Task to carry out | Print the records below from the first line through the line containing "name: Setup java", both included, word for word.
Supplied entries Block Start
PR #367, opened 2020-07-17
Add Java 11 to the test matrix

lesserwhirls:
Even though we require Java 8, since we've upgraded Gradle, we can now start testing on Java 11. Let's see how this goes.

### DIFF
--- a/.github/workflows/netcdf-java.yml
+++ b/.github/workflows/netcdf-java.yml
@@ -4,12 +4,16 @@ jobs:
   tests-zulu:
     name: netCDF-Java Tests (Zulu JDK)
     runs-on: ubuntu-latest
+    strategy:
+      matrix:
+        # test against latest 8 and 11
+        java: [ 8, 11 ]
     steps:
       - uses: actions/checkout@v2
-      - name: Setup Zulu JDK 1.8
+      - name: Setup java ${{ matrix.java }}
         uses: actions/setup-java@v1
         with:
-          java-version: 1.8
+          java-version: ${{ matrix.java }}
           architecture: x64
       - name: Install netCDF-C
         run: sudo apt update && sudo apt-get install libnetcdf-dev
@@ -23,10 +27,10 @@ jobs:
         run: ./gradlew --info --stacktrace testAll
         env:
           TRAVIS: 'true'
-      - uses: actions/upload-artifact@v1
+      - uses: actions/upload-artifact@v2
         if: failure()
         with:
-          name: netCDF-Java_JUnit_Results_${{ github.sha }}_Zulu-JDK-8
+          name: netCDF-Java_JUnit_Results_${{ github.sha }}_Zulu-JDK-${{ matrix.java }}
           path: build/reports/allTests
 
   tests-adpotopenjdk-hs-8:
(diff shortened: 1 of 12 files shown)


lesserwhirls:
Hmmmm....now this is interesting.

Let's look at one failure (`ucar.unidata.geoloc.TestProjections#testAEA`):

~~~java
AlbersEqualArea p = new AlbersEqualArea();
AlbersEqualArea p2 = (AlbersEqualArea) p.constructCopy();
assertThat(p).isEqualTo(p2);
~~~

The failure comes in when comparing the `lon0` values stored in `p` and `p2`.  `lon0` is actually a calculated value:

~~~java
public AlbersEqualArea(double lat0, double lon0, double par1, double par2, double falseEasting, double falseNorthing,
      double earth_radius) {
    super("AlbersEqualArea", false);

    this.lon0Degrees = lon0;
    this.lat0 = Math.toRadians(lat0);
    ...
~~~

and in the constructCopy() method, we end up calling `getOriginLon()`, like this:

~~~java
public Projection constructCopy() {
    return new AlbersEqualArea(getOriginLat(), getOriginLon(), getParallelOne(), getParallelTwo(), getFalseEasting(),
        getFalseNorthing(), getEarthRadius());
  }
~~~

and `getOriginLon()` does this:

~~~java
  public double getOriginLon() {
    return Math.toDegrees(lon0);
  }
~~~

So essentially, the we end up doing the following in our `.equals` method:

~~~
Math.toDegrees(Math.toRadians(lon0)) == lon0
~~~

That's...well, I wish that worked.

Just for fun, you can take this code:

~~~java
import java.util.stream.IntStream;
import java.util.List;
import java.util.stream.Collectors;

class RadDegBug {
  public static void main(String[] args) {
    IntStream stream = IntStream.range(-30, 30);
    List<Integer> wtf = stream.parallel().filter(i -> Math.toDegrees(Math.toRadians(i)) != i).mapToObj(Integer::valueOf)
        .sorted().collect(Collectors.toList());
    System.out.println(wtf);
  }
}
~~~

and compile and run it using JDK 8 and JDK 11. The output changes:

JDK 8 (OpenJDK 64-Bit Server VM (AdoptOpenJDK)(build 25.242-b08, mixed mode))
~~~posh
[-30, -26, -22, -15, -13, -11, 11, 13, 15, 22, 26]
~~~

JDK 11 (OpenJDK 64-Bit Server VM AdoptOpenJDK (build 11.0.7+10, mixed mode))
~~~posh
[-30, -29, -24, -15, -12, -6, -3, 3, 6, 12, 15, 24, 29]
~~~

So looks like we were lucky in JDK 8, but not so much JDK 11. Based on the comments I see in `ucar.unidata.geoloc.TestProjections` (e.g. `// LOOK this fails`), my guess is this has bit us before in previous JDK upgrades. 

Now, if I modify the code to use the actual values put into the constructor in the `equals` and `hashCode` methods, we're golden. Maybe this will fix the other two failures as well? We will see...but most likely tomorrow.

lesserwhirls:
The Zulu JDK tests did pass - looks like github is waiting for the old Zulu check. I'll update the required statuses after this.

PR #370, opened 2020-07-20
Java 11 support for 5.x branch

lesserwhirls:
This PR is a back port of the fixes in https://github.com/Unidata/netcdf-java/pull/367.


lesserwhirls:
Supplied entries Block End
Exercise output |
PR #367, opened 2020-07-17
Add Java 11 to the test matrix

lesserwhirls:
Even though we require Java 8, since we've upgraded Gradle, we can now start testing on Java 11. Let's see how this goes.

### DIFF
--- a/.github/workflows/netcdf-java.yml
+++ b/.github/workflows/netcdf-java.yml
@@ -4,12 +4,16 @@ jobs:
   tests-zulu:
     name: netCDF-Java Tests (Zulu JDK)
     runs-on: ubuntu-latest
+    strategy:
+      matrix:
+        # test against latest 8 and 11
+        java: [ 8, 11 ]
     steps:
       - uses: actions/checkout@v2
-      - name: Setup Zulu JDK 1.8
+      - name: Setup java ${{ matrix.java }}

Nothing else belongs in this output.